ODU Fieldhouse
- Interactive map of ODU Fieldhouse
- Location: 4700 Powhatan Ave Norfolk, Virginia, U.S.
- Owner: Old Dominion University
- Operator: Old Dominion University
- Capacity: 5,200

Construction
- Built: 1970
- Opened: 1970
- Closed: 2002
- Demolished: 2006

Tenants
- Old Dominion Monarchs (NCAA) 1970–2002

= Old Dominion University Fieldhouse =

Multi-purpose arena in Norfolk, Virginia

Old Dominion University Fieldhouse was a 5,200-seat multi-purpose arena located on the campus of Old Dominion University in Norfolk, Virginia. Opened in 1970, it was home to the Old Dominion Monarchs and Lady Monarchs college basketball teams until the 2002–03 season, when the Ted Constant Convocation Center opened. The fieldhouse was demolished in 2006.

==Basketball==
===Collegiate===
The Monarchs played the majority of their home games in the arena from 1970 to 1977, before moving full-time to the Norfolk Scope from 1977 to 1990. The team returned to the Fieldhouse on a part-time basis in 1990, and played the majority of its season on-campus during the 2001–02 season, the last before moving into the Constant Center.

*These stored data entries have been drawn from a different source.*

PR #1208, opened 2019-09-16
Add tests to iml-agent check_ha

utopiabound:
Issue #1190

### DIFF
--- a/iml-agent/src/action_plugins/check_ha.rs
+++ b/iml-agent/src/action_plugins/check_ha.rs
@@ -71,7 +71,7 @@ impl AgentInfo {
     }
 }
 
-fn _check_ha(output: &[u8]) -> Result<Vec<AgentInfo>, ImlAgentError> {
+fn do_check_ha(output: &[u8]) -> Result<Vec<AgentInfo>, ImlAgentError> {
     match Element::from_reader(output) {
         Err(err) => Err(ImlAgentError::XmlError(err)),
         Ok(elem) => Ok(elem
@@ -92,12 +92,12 @@ fn _check_ha(output: &[u8]) -> Result<Vec<AgentInfo>, ImlAgentError> {
 pub fn check_ha(_: ()) -> impl Future<Item = Vec<AgentInfo>, Error = ImlAgentError> {
     cmd_output_success("cibadmin", &["--query", "--xpath", "//resources"])
         .instrument(span!(Level::INFO, "Read cib"))
-        .and_then(|output| _check_ha(&output.stdout.as_slice()))
+        .and_then(|output| do_check_ha(&output.stdout.as_slice()))
 }
 
 #[cfg(test)]
 mod tests {
-    use super::{AgentInfo, ResourceAgentType, _check_ha};
+    use super::{AgentInfo, ResourceAgentType, do_check_ha};
     use crate::agent_error;
     use std::collections::HashMap;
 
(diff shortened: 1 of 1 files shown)


iml-agent/src/action_plugins/check_ha.rs
```diff
@@ -71,27 +71,146 @@ impl AgentInfo {
...
+}
+
+#[cfg(test)]
+mod tests {
+    use super::{AgentInfo, ResourceAgentType, _check_ha};
+    use crate::agent_error;
+    use std::collections::HashMap;
+
+    #[test]
+    fn test_ha_only_fence_chroma() -> agent_error::Result<()> {
```
johnsonw: Any reason you need to return an agent_error::Result? I think you could just do:

```
fn test_ha_only_fence_chroma() {
        let testxml = r#"<resources>
  <primitive class="stonith" id="st-fencing" type="fence_chroma"/>
</resources>
"#;
        assert_eq!(
            _check_ha(&testxml.as_bytes()).unwrap(),
            vec![AgentInfo {
                agent: ResourceAgentType::new(
                    "stonith".to_string(),
                    None,
                    "fence_chroma".to_string()
                ),
                group: None,
                id: "st-fencing".to_string(),
                args: HashMap::new()
            }]
        );
}
```

iml-agent/src/action_plugins/check_ha.rs
```diff
@@ -71,27 +71,146 @@ impl AgentInfo {
...
+                group: None,
+                id: "st-fencing".to_string(),
+                args: HashMap::new()
+            }]
+        );
+        Ok(())
+    }
+
+    #[test]
+    fn test_ha_mixed_mode() -> agent_error::Result<()> {
```
johnsonw: Same here, you should be able to return unit instead of agent_error::Result.

iml-agent/src/action_plugins/check_ha.rs
```diff
@@ -71,27 +71,146 @@ impl AgentInfo {
     }
 }
 
+fn _check_ha(output: &[u8]) -> Result<Vec<AgentInfo>, ImlAgentError> {
```
jgrund: Any reason we need the leading `_`. It's sort of implied it's private by the lack of the `pub` keyword.

iml-agent/src/action_plugins/check_ha.rs
jgrund: Yeah, since this test it's not using `?` it doesn't need to return a result.

iml-agent/src/action_plugins/check_ha.rs
```diff
@@ -71,27 +71,146 @@ impl AgentInfo {
...
+                id: "st-fencing".to_string(),
+                args: HashMap::new()
+            }]
+        );
+        Ok(())
+    }
+
+    #[test]
+    fn test_ha_mixed_mode() -> agent_error::Result<()> {
+        let testxml = r#"<resources>
```
jgrund: Instead of maintaining this string, use https://docs.rs/insta/0.11.0/insta/ for snapshot testing.

utopiabound:
Should this be renamed to check_resources, or even get_resources, and check_ha would return something more like 
```
enum ComponentState {
    Unconfigured,
    Configured,
    Started,
    Setup, // Started + Configured
}

struct HaState {
    corosync: ComponentState,
    pacemaker: ComponentState,
    pcsd: ComponentState,
}
```

`ComponentState` may want some extra info in the states for if they are "configurable"

utopiabound:
Rolled into #1288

In 1977, it was the site of the final game of the ECAC Southern Region tournament, a National Collegiate Athletic Association (NCAA) Division I men's college basketball tournament organized by the Eastern College Athletic Conference (ECAC); the champion received a berth in the NCAA tournament.

===Professional===
The venue hosted the Virginia Squires of the American Basketball Association (ABA) for some games in the 1970–71 season. The Squires had played the previous season in Washington, D.C. as the Washington Caps, and the first two seasons in California as the Oakland Oaks.

==Entertainment==
With a stage at one end, the Fieldhouse also hosted concerts, including Frank Zappa on April 22, 1980. In 2006, Tim Nolan set a world record at the venue, juggling eleven balls.

==Demolition==
The Fieldhouse was demolished in 2006 and in its footprint is the ODU Recreation and Wellness Center, a 15000 sqft multi-level fitness center. It has multiple gymnasiums and racquetball courts, an indoor track, pool, indoor climbing wall, and facilities for equipment rentals.